[Items from a dataset]

##############################

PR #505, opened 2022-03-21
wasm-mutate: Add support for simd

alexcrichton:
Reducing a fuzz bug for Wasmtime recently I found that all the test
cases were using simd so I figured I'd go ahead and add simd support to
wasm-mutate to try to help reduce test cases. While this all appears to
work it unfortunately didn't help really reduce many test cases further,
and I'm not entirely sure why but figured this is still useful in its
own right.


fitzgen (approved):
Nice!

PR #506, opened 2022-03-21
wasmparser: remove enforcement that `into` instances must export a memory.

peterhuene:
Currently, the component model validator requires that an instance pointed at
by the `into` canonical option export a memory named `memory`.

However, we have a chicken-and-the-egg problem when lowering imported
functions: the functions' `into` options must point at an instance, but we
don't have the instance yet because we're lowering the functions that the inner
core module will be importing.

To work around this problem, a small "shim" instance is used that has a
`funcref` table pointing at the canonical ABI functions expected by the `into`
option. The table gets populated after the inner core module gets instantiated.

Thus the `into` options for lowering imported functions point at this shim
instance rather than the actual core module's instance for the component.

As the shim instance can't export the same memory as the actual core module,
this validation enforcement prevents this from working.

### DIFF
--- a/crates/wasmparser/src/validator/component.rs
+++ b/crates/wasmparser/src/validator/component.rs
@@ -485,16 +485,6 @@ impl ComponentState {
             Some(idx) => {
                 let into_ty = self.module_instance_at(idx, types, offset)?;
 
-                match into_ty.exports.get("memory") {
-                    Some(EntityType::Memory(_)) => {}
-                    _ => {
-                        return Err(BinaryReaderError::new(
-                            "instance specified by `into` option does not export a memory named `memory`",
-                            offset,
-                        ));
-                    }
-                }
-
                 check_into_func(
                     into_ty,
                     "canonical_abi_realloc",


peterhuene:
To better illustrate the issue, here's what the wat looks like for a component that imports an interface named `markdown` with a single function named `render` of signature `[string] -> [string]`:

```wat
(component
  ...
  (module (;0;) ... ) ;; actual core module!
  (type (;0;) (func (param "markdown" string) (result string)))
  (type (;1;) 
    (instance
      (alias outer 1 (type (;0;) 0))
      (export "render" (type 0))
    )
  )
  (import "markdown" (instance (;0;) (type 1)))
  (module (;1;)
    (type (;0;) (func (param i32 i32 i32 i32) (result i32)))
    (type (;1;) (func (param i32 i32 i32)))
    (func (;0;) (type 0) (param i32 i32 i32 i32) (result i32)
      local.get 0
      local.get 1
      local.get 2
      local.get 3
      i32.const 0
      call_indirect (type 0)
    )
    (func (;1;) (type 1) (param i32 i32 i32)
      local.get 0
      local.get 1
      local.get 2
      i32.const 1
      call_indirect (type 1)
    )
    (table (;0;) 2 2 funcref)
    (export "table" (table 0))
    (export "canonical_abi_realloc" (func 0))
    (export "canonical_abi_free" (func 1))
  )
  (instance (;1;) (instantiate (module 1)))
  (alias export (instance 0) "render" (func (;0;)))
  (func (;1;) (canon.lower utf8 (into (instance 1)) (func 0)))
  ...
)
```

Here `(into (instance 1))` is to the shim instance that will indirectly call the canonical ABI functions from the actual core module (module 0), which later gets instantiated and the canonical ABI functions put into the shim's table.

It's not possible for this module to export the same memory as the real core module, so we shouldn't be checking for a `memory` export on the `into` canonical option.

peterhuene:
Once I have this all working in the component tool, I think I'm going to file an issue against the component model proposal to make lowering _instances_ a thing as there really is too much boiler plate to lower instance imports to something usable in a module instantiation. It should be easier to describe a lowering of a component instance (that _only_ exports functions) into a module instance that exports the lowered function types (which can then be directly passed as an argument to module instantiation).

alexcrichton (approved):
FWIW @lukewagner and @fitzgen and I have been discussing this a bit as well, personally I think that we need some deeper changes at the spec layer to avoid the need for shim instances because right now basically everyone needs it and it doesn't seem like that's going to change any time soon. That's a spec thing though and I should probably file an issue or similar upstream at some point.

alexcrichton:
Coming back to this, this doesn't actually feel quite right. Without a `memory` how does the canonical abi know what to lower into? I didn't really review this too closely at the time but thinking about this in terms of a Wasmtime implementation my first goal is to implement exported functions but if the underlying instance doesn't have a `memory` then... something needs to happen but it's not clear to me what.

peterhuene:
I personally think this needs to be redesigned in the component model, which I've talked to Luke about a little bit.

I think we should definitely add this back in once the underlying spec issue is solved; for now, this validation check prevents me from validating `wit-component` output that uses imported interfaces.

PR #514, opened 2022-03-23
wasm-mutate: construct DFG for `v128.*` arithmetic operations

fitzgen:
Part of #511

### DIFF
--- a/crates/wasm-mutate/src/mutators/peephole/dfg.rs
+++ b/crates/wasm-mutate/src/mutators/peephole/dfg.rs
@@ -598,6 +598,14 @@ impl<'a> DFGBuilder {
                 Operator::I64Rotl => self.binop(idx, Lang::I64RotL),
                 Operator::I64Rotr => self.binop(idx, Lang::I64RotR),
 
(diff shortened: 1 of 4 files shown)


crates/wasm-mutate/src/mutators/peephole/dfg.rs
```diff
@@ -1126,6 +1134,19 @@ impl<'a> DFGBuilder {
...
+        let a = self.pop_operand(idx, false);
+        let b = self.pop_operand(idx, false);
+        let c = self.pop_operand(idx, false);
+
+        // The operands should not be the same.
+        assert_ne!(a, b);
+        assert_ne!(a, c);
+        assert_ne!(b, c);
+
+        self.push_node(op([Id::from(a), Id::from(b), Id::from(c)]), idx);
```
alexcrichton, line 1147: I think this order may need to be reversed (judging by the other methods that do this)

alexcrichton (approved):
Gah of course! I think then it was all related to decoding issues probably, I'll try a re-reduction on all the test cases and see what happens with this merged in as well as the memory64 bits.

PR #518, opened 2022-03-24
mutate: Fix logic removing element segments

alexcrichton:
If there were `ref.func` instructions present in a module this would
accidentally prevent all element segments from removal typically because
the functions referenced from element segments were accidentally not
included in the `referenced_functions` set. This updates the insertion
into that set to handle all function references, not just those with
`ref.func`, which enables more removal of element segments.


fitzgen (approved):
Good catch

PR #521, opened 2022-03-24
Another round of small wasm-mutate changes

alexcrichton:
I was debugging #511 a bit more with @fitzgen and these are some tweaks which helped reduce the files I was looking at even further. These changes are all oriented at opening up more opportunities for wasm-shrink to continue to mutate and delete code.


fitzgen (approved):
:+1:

##############################

Assignment =>
Your response should consist of the records, printed exactly.

Task response =>
PR #505, opened 2022-03-21
wasm-mutate: Add support for simd

alexcrichton:
Reducing a fuzz bug for Wasmtime recently I found that all the test
cases were using simd so I figured I'd go ahead and add simd support to
wasm-mutate to try to help reduce test cases. While this all appears to
work it unfortunately didn't help really reduce many test cases further,
and I'm not entirely sure why but figured this is still useful in its
own right.


fitzgen (approved):
Nice!

PR #506, opened 2022-03-21
wasmparser: remove enforcement that `into` instances must export a memory.

peterhuene:
Currently, the component model validator requires that an instance pointed at
by the `into` canonical option export a memory named `memory`.

However, we have a chicken-and-the-egg problem when lowering imported
functions: the functions' `into` options must point at an instance, but we
don't have the instance yet because we're lowering the functions that the inner
core module will be importing.

To work around this problem, a small "shim" instance is used that has a
`funcref` table pointing at the canonical ABI functions expected by the `into`
option. The table gets populated after the inner core module gets instantiated.

Thus the `into` options for lowering imported functions point at this shim
instance rather than the actual core module's instance for the component.

As the shim instance can't export the same memory as the actual core module,
this validation enforcement prevents this from working.

### DIFF
--- a/crates/wasmparser/src/validator/component.rs
+++ b/crates/wasmparser/src/validator/component.rs
@@ -485,16 +485,6 @@ impl ComponentState {
             Some(idx) => {
                 let into_ty = self.module_instance_at(idx, types, offset)?;
 
-                match into_ty.exports.get("memory") {
-                    Some(EntityType::Memory(_)) => {}
-                    _ => {
-                        return Err(BinaryReaderError::new(
-                            "instance specified by `into` option does not export a memory named `memory`",
-                            offset,
-                        ));
-                    }
-                }
-
                 check_into_func(
                     into_ty,
                     "canonical_abi_realloc",


peterhuene:
To better illustrate the issue, here's what the wat looks like for a component that imports an interface named `markdown` with a single function named `render` of signature `[string] -> [string]`:

```wat
(component
  ...
  (module (;0;) ... ) ;; actual core module!
  (type (;0;) (func (param "markdown" string) (result string)))
  (type (;1;) 
    (instance
      (alias outer 1 (type (;0;) 0))
      (export "render" (type 0))
    )
  )
  (import "markdown" (instance (;0;) (type 1)))
  (module (;1;)
    (type (;0;) (func (param i32 i32 i32 i32) (result i32)))
    (type (;1;) (func (param i32 i32 i32)))
    (func (;0;) (type 0) (param i32 i32 i32 i32) (result i32)
      local.get 0
      local.get 1
      local.get 2
      local.get 3
      i32.const 0
      call_indirect (type 0)
    )
    (func (;1;) (type 1) (param i32 i32 i32)
      local.get 0
      local.get 1
      local.get 2
      i32.const 1
      call_indirect (type 1)
    )
    (table (;0;) 2 2 funcref)
    (export "table" (table 0))
    (export "canonical_abi_realloc" (func 0))
    (export "canonical_abi_free" (func 1))
  )
  (instance (;1;) (instantiate (module 1)))
  (alias export (instance 0) "render" (func (;0;)))
  (func (;1;) (canon.lower utf8 (into (instance 1)) (func 0)))
  ...
)
```

Here `(into (instance 1))` is to the shim instance that will indirectly call the canonical ABI functions from the actual core module (module 0), which later gets instantiated and the canonical ABI functions put into the shim's table.

It's not possible for this module to export the same memory as the real core module, so we shouldn't be checking for a `memory` export on the `into` canonical option.

peterhuene:
Once I have this all working in the component tool, I think I'm going to file an issue against the component model proposal to make lowering _instances_ a thing as there really is too much boiler plate to lower instance imports to something usable in a module instantiation. It should be easier to describe a lowering of a component instance (that _only_ exports functions) into a module instance that exports the lowered function types (which can then be directly passed as an argument to module instantiation).

alexcrichton (approved):
FWIW @lukewagner and @fitzgen and I have been discussing this a bit as well, personally I think that we need some deeper changes at the spec layer to avoid the need for shim instances because right now basically everyone needs it and it doesn't seem like that's going to change any time soon. That's a spec thing though and I should probably file an issue or similar upstream at some point.

alexcrichton:
Coming back to this, this doesn't actually feel quite right. Without a `memory` how does the canonical abi know what to lower into? I didn't really review this too closely at the time but thinking about this in terms of a Wasmtime implementation my first goal is to implement exported functions but if the underlying instance doesn't have a `memory` then... something needs to happen but it's not clear to me what.

peterhuene:
I personally think this needs to be redesigned in the component model, which I've talked to Luke about a little bit.

I think we should definitely add this back in once the underlying spec issue is solved; for now, this validation check prevents me from validating `wit-component` output that uses imported interfaces.

PR #514, opened 2022-03-23
wasm-mutate: construct DFG for `v128.*` arithmetic operations

fitzgen:
Part of #511

### DIFF
--- a/crates/wasm-mutate/src/mutators/peephole/dfg.rs
+++ b/crates/wasm-mutate/src/mutators/peephole/dfg.rs
@@ -598,6 +598,14 @@ impl<'a> DFGBuilder {
                 Operator::I64Rotl => self.binop(idx, Lang::I64RotL),
                 Operator::I64Rotr => self.binop(idx, Lang::I64RotR),
 
(diff shortened: 1 of 4 files shown)


crates/wasm-mutate/src/mutators/peephole/dfg.rs
```diff
@@ -1126,6 +1134,19 @@ impl<'a> DFGBuilder {
...
+        let a = self.pop_operand(idx, false);
+        let b = self.pop_operand(idx, false);
+        let c = self.pop_operand(idx, false);
+
+        // The operands should not be the same.
+        assert_ne!(a, b);
+        assert_ne!(a, c);
+        assert_ne!(b, c);
+
+        self.push_node(op([Id::from(a), Id::from(b), Id::from(c)]), idx);
```
alexcrichton, line 1147: I think this order may need to be reversed (judging by the other methods that do this)

alexcrichton (approved):
Gah of course! I think then it was all related to decoding issues probably, I'll try a re-reduction on all the test cases and see what happens with this merged in as well as the memory64 bits.

PR #518, opened 2022-03-24
mutate: Fix logic removing element segments

alexcrichton:
If there were `ref.func` instructions present in a module this would
accidentally prevent all element segments from removal typically because
the functions referenced from element segments were accidentally not
included in the `referenced_functions` set. This updates the insertion
into that set to handle all function references, not just those with
`ref.func`, which enables more removal of element segments.


fitzgen (approved):
Good catch

PR #521, opened 2022-03-24
Another round of small wasm-mutate changes

alexcrichton:
I was debugging #511 a bit more with @fitzgen and these are some tweaks which helped reduce the files I was looking at even further. These changes are all oriented at opening up more opportunities for wasm-shrink to continue to mutate and delete code.


fitzgen (approved):
:+1:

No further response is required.